Issue #546, opened 2021-08-28
Add `react` function for working with exteral atom-like types


pepijndevos:
Reagent comes with several atom-like types that implement `IDeref` and `IWatchable`, but to my knowledge does not support implementing your own data sources. In Rum there is a `react` function that basically sets up the watcher and calls deref. Could Reagent support the same? From my limited understanding it'd basically be 

```clojure
(defn react [a]
  (notify-deref-watcher! a)
  @a)
```

This would enable implementing elegant reactive behavior over JS libraries, websockets, localstorage, you name it. Anything that supports taking the value and notifying changes.

Note that `notify-deref-watcher!` itself is a private function, so it's currently not kosher to implement this externally.

Deraen:
Started investigating this in #547

The implementation is indeed quite simple, as Ratom doesn't itself need to do much, just to register itself to reactive context, and the reactive context (reaction) just uses regular IWatchable protocol to listen for changes, and normal atoms implement that.

PR #547, opened 2021-09-03
Test two ways to get regular atoms work in reactive context

Deraen:
Related to #546 

`react` name is already so overloaded that I think we want to avoid that.

Looks like just calling `notify-deref-watcher!` is enough. That function doesn't modify the atom itself, but stores reference to current reactive context to the atom. Reagent will then use `IWatchable` `-add-watch` (and `-remove-watch`) to make reactive context to listen to this atom. Because regular atom implements this protocol same as Ratom.

While it would be simple to just provide single function to use instead of regular `deref` to use with normal atoms, I think better API might be to provide function to wrap atoms, so we can replace deref implementation. This way we could later also modify other methods, if necessary for some reason.

### DIFF
--- a/src/reagent/ratom.cljs
+++ b/src/reagent/ratom.cljs
@@ -628,3 +628,69 @@
                 (flush!)))
         (dispose! res))))
   (ratom-perf))
+
+(deftype WrappedAtom [x]
+  IAtom
+  IReactiveAtom
+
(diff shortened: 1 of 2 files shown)


pepijndevos:
Maybe the watch function should pass the wrapper reference?

PR #555, opened 2021-12-19
Test different ways to declare fn should be used as functional component

Deraen:
I was interested if `:f>` could be replaced with a way to mark the functions using metadata (or something) so that they are used as functional components.

But metadata from defn symbol and defn attr-map are stored to the var metadata, so it is not accessible to Reagent in runtime unless the functional was referred using the var.

Probably it is just best to make functional components the default eventually.


Deraen:
Same idea merged in #638

PR #556, opened 2021-12-19
Fix #548: Support function-component version of reactify-component

### LINKED ISSUE #548: Make possible to reactify-component to return a functional component
I did not found any way to make reactify-component return a functional component.
Even if I use it with a functional compiler like this :
```clojure 
(def functional-compiler (reagent.core/create-compiler {:function-components true}))
(defn reagent-cmp
[props] 
[:> rn/Text "Hello]" )
(def react-cmp (reactify-component reagent-cmp functional-compiler))
```
`react-cmp` will no be a functional component. We can use as-element in the `reagent-cmp` and use the function as a react component but this prevent us to use ratom inside.

Will it be possible to add an option to make reactify-component return a functional component ?

Thanks

Deraen:
TODO: Make it work.

### DIFF
--- a/src/reagent/impl/component.cljs
+++ b/src/reagent/impl/component.cljs
@@ -346,31 +346,51 @@
   (gobj/set c (p/get-id compiler) constructor)
   constructor)
 
-(defn fn-to-class [compiler f]
-  (assert-callable f)
-  (warn-unless (not (and (react-class? f)
-                         (not (reagent-class? f))))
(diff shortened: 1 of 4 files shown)


m-lce:
Thanks for the fix ! Any idea of when this could be merged ?

Deraen:
> Thanks for the fix ! Any idea of when this could be merged ?

It doesn't work yet, and when I worked on this previously I was out of ideas how to make it work really.

PR #559, opened 2021-12-30
Update ManagingState.md

rgkirch:


Deraen:
Thanks!

`auto-run` might also need more docs, at least internally the value can also be a function, but perhaps that is best not exposed to users...

Btw. if you have multiple docs fixes, a single PR would be fine also. Not sure if that is easy to achieve from Github UI though.

PR #560, opened 2021-12-31
Update ManagingState.md

rgkirch:
I actually wanted to log state changes and I was happy to find this example but I think `run!` is a better fit for this purpose. I think it's worth mentioning. IIUC there's nothing to dispose in the `run!` example and no way to stop it. Maybe that's a reason to not bring it up or just something that should get added. Idk.
Thanks for the docs!


Deraen:
> I think it's worth mentioning. IIUC there's nothing to dispose in the run! example and no way to stop it. Maybe that's a reason to not bring it up or just something that should get added.

Yeah. `run!` returns a `Reaction` which is disposable, similar to the `Track` object.

rgkirch:
Thanks for teaching me about that. I'm going to close this for now but I may come back to it in the future after I take time to complete the thought.

Issue #533, opened 2021-03-13
Compile warning: `JSC_UNREACHABLE_CODE`


harold:
First, thanks for reagent, it's nuts :peanuts: - it's the best and funnest way I've found to do frontend, and by not a small margin.

Getting a compile warning, wondering if others are seeing this or if it's an artifact of my (admittedly quite goofy) setup.

I am on 1.0.0:

```
$ lein deps :tree | grep reagent
[reagent "1.0.0"]
```

As part of my production build, this is printed:
```
Mar 13, 2021 2:28:13 PM com.google.javascript.jscomp.LoggerErrorManager println
WARNING: /home/[REDACTED]/cljs-out/prod/reagent/core.js:984: WARNING - [JSC_UNREACHABLE_CODE] unreachable code
return null;
^^^^^^^^^^^^
```

Maybe this helps clean up some code? Regardless, thanks again for your time and consideration.

PR #561, opened 2022-01-10
Add ^ to metadata on reagent.core/render

danielcompton:
Previously builds would get a warning about unreachable code. Adding the ^ marks the deprecated map as metadata and removes the warning.

Fixes https://github.com/reagent-project/reagent/issues/533

```
[:app] Compiling ...
------ WARNING #1 -  -----------------------------------------------------------
 File: ~/.m2/repository/reagent/reagent/1.0.0/reagent-1.0.0.jar!/reagent/core.cljs:370
--------------------------------------------------------------------------------
 367 |                                 tmpl/default-compiler*
 368 |                                 compiler)))
 369 | 
 370 | (defn render
--------------------------------------------------------------------------------
 unreachable code
--------------------------------------------------------------------------------
 371 |   {:deprecated "0.10.0"}
 372 |   [& _]
 373 |   (throw (js/Error. "Reagent.core/render function was moved to reagent.dom namespace in Reagent v1.0."))
 374 |   nil)
--------------------------------------------------------------------------------
```

### DIFF
--- a/src/reagent/core.cljs
+++ b/src/reagent/core.cljs
@@ -368,7 +368,7 @@
                                 compiler)))
 
 (defn render
-  {:deprecated "0.10.0"
-   :superseded-by "reagent.dom/render"}
+  ^{:deprecated "0.10.0"
+    :superseded-by "reagent.dom/render"}
   [& _]
   (throw (js/Error. "Reagent.core/render function was moved to reagent.dom namespace in Reagent v1.0.")))


danielcompton:
Hmm, it might be that the previous version was correct and this warning is incorrect?

Deraen:
The warning is about `nil` return value.

Defn takes metadata map as second parameter after the name. If adding metadata to the var using `^` the map needs to be before the fn name, so yes, the metadata is already correct.

Deraen:
https://github.com/reagent-project/reagent/commit/d2894ec7d6112b1ea4bdd7102dde2098c5939390#diff-cc4bc26db849be7e3561fa1b7c0b7314120f689bfaea74b712aa8748322dcbd7

The unncessary return value should be already fixed in v1.1.0: https://github.com/reagent-project/reagent/commit/d2894ec7d6112b1ea4bdd7102dde2098c5939390#diff-cc4bc26db849be7e3561fa1b7c0b7314120f689bfaea74b712aa8748322dcbd7

danielcompton:
Oh, sorry!

PR #562, opened 2022-01-28
Add meta to RCursor.

rgkirch:
e.g. to support posh!

```clojure
(defonce app-db (r/atom (or (unsave-app-db) {})))

(defonce conn (with-meta (r/cursor app-db [:ds-db]) {:listeners (atom {})}))
(pr/posh! conn)
```


rgkirch:
🎉

PR #567, opened 2022-06-06
fix left-quote in intro

shaunlebron:
small fix:

before:
CleanShot 2022-06-06 at 14 28 19@2x

after:
CleanShot 2022-06-06 at 14 28 35@2x


shaunlebron:
Oops, there’s more to this than I thought, but the English row shows it: https://en.wikipedia.org/wiki/Quotation_mark#Summary_table

PR #577, opened 2022-08-26
Refactor Reaction type to clarify when things “change”

shaunlebron:
After having trouble understanding all the branches inside the Reaction Deref function, I pulled the `notify-deref-watcher!` before the dirty check, so we can combine both dirty checks.  Please verify that this is equivalent and easier to follow!

### DIFF
--- a/src/reagent/ratom.cljs
+++ b/src/reagent/ratom.cljs
@@ -391,14 +391,13 @@
       (-deref this)))
 
   (_handle-change [this sender oldval newval]
-    (when-not (or (identical? oldval newval)
-                  dirty?)
-      (if (nil? auto-run)
-        (do
-          (set! dirty? true)
-          (rea-enqueue this))
-        (if (true? auto-run)
-          (._run this false)
+    (when-not dirty?
+      ;; Use `identical?` to determine equality from input changes.
+      (when-not (identical? oldval newval)
+        (case auto-run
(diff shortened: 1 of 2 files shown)


shaunlebron:
Also, @holmsand, could you explain the purpose of this branch?

```clj
(if (and non-reactive (nil? auto-run))  ;; <-- what exactly does this mean?
  …)
```

src/reagent/ratom.cljs
```diff
@@ -456,19 +456,17 @@
...
-          (let [oldstate state]
-            (set! state (f))
-            (when-not (or (nil? watches) (= oldstate state))
-              (notify-w this oldstate state))))
-        (do
-          (notify-deref-watcher! this)
-          (when dirty?
-            (._run this false)))))
+    (if (reactive?)
+      (notify-deref-watcher! this)
```
Deraen, line 460: Previously the branch where `notify-deref-watcher!` is called was also run if `(nil? auto-run)` was falsey.

```
(and non-reactive (nil? auto-run))
(or (not non-reactive) (not (nil? auto-run)))
(or reactive (some? auto-run))
```

Tests seem to pass, so not sure if this is important. Or this case may be missing a test.

shaunlebron:
I’ll start a new PR to clarify these extra changes.

PR #593, opened 2023-06-28
Emotion example

cj-price:
An example of a reagent compiler that implements [emotion](https://emotion.sh/docs/introduction).


Deraen:
Hi,

I'm not sure about merging this. While the example is good, I fear the complexity of what is required for Emotion integration is too much to keep up-to-date in the Reagent examples folder.

The core ns with the use examples is fine, but the compiler and syntax namespaces seem more suited to a real library or a separate example project.

PR #594, opened 2023-08-09
Introduce pure clojure wrappers for React Context

ingesolvoll:
This PR suggests a pure Clojure API for React Context. It's a very simple wrapper around `Provider` and `Consumer`. It does not convert the context value in any way.

If the Reagent maintainers decide that this abstraction is useful and within relevant scope, I will complete this PR with tests, docs, and any other things missing in order to be considered for merge.

A short code example:

```clojure
(require '[reagent.context :as r.context])

(def my-context (r.context/make-context "my-context" "default"))

[r.context/provider {:value {:foo :bar} ;; The value here can be anything, does not need to be a map
                     :context my-context}
    [r.context/consumer {:context my-context}
     (fn [{:keys [foo]}]
       [:div ":foo is a keyword: " (pr-str foo)])]

    ;; The `with-context` macro cuts away some boilerplate from the above
    (r.context/with-context [{:keys [foo]} my-context]
      [:div "From the macro: " (pr-str foo)])]
```

The code in this PR was written by the developers at [Whimsical](https://whimsical.com)

### DIFF
--- a/src/reagent/context.cljs
+++ b/src/reagent/context.cljs
@@ -1,0 +1,42 @@
+(ns reagent.context
+  (:require-macros [reagent.core]
+                   [reagent.context])
+  (:require [react :as react]
+            [reagent.core :as r]))
+
+(defn make-context
+  "Creates a context with the given name and optional default value.
+   The default value will be used when trying to retrieve the context value with no provider present.
+   Attempting to retrieve a context value that has no provider, and no default value will result in a crash."
+  ([name]
+   (let [context (react/createContext)]
+     (set! (.-displayName context) name)
+     context))
+  ([name default-value]
+   (let [context (react/createContext default-value)]
+     (set! (.-displayName context) name)
+     context)))
+
+(defn provider
+  "Provides the value for the given context to descendant components."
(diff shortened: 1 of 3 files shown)


src/reagent/context.cljs
```diff
@@ -0,0 +1,42 @@
...
+  ;; remount every time a new prop comes into the parent.
+  (r/with-let [wrapper-comp
+               ;; Passes through context to component using meta data. See:
+               ;; https://github.com/reagent-project/reagent/blob/ce80585e9aebe0a6df09bda1530773aa512f6103/doc/ReactFeatures.md#context
+               ^{:context-type context}
+               (fn [render-f]
+                 (let [value (.-context (r/current-component))]
+                   (when (undefined? value)
+                     (throw (js/Error. (str "Missing provider for " (.-displayName context)))))
+                   (render-f value)))]
```
lilactown, line 41: one of the problems with using the `Consumer` component is that you couldn't deref ratoms safely inside the render fn; they wouldn't setup a listener because they wouldn't have the reactive context. Does this fix that?

PR #598, opened 2023-12-01
Add defc macro to create fn components with Fast Refresh support

Deraen:
Investigating if React Refresh support is possible in some way. It will require using a macro, because attaching necessary data to the function (component) just isn't possible when components are created when rendering Hiccup forms (what Reagent normally does.)

- Target is to get React Refresh working
- Working React Refresh will allow better dev experience on a project transitioning from Reagent to UIx/Helix
- As a side-effect this will create function components which work without `:f>`
- Macro to handle Hiccup or properties transform is not a target (one could probably wrap the macro with Sablono to do that)

TODO:
- Looks like form-2 components don't work
- Form-3 not tested, not sure if makes even sense


doc/ReactRefresh.md
```diff
@@ -0,0 +1,8 @@
+# React Refresh
+
+- `reagent.dev` ns must be required before anything that loads `react-dom`
+- Don't call `r.dom/render` after reload (e.g. shadow-cljs hook)
+- Call `reagent.dev/refresh!` instead
+- Only components defined using `r/defc` will refresh
+- Reagent doesn't try to create Hook signatures for components,
+  so hook state is reset for updated components.
```
roman01la, line 8: I’m curious, if local state will be reset, what’s the motivation to enable react refresh in Reagent?

Deraen: To help projects using both Reagent and UIx/Helix, so they can enable it and get benefit on React Refresh for UIx/Helix components.

PR #198, opened 2023-10-19
fix abs path auto completions

### LINKED ISSUE #191: Autocomplete suggests full paths
If you run `mentat README.md` and then start typing `README.md` autocomplete will suggest the full path of the readme instead of the relative path.

PCSwingle:
Fixes #191. We still suggest paths relative to the git root (rather than just the file_name) because that path is what the model sees and outputs and will most likely be the best one to use in the prompt.


jakethekoenig (approved):
Thanks!

Issue #154, opened 2023-10-14
Investigate regression in `tests/record_benchmark.py`


biobootloader:
@waydegg noticed some of these aren't doing well. I ran a few times and saw that as well. Let's run several times and determine our current performance for each one and determine the most common causes of failure.

<img width="942" alt="image" src="https://github.com/AbanteAI/mentat/assets/128252497/18742766-53ca-4a15-b940-8a73a8f528d0">

biobootloader:
Related: https://github.com/AbanteAI/mentat/issues/155

PCSwingle:
I turned off codemap and put auto tokens to 0 and it immediately started working most of the time

biobootloader:
> I turned off codemap and put auto tokens to 0 and it immediately started working. It failed both times I tried at first, and succeeded all 4 times I tried after turning off codemap and autotokens

it may not even realize which file it's supposed to be working in...

biobootloader:
Two possible solutions to try:

First, from @granawkins : 

>How about a tag after the fname saying who added it, and an explanation in the prompt. e.g.:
────────────────────────────────────────
EXERCISE
Set down each line exactly as it appears, starting at the top of the data and ending at the line containing "(dispose! res))))", and include no other lines.

TASK RESPONSE
Issue #546, opened 2021-08-28
Add `react` function for working with exteral atom-like types


pepijndevos:
Reagent comes with several atom-like types that implement `IDeref` and `IWatchable`, but to my knowledge does not support implementing your own data sources. In Rum there is a `react` function that basically sets up the watcher and calls deref. Could Reagent support the same? From my limited understanding it'd basically be 

```clojure
(defn react [a]
  (notify-deref-watcher! a)
  @a)
```

This would enable implementing elegant reactive behavior over JS libraries, websockets, localstorage, you name it. Anything that supports taking the value and notifying changes.

Note that `notify-deref-watcher!` itself is a private function, so it's currently not kosher to implement this externally.

Deraen:
Started investigating this in #547

The implementation is indeed quite simple, as Ratom doesn't itself need to do much, just to register itself to reactive context, and the reactive context (reaction) just uses regular IWatchable protocol to listen for changes, and normal atoms implement that.

PR #547, opened 2021-09-03
Test two ways to get regular atoms work in reactive context

Deraen:
Related to #546 

`react` name is already so overloaded that I think we want to avoid that.

Looks like just calling `notify-deref-watcher!` is enough. That function doesn't modify the atom itself, but stores reference to current reactive context to the atom. Reagent will then use `IWatchable` `-add-watch` (and `-remove-watch`) to make reactive context to listen to this atom. Because regular atom implements this protocol same as Ratom.

While it would be simple to just provide single function to use instead of regular `deref` to use with normal atoms, I think better API might be to provide function to wrap atoms, so we can replace deref implementation. This way we could later also modify other methods, if necessary for some reason.

### DIFF
--- a/src/reagent/ratom.cljs
+++ b/src/reagent/ratom.cljs
@@ -628,3 +628,69 @@
                 (flush!)))
         (dispose! res))))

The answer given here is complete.